## WHAT THIS TASK INVOLVES:
Using the data below, copy out all lines with the word "format".

BEGIN

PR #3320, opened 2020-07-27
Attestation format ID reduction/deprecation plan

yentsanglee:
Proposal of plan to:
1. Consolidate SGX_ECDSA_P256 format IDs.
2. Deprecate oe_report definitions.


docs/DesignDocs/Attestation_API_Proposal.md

END

## PROBLEM SOLUTION:
Attestation format ID reduction/deprecation plan
1. Consolidate SGX_ECDSA_P256 format IDs.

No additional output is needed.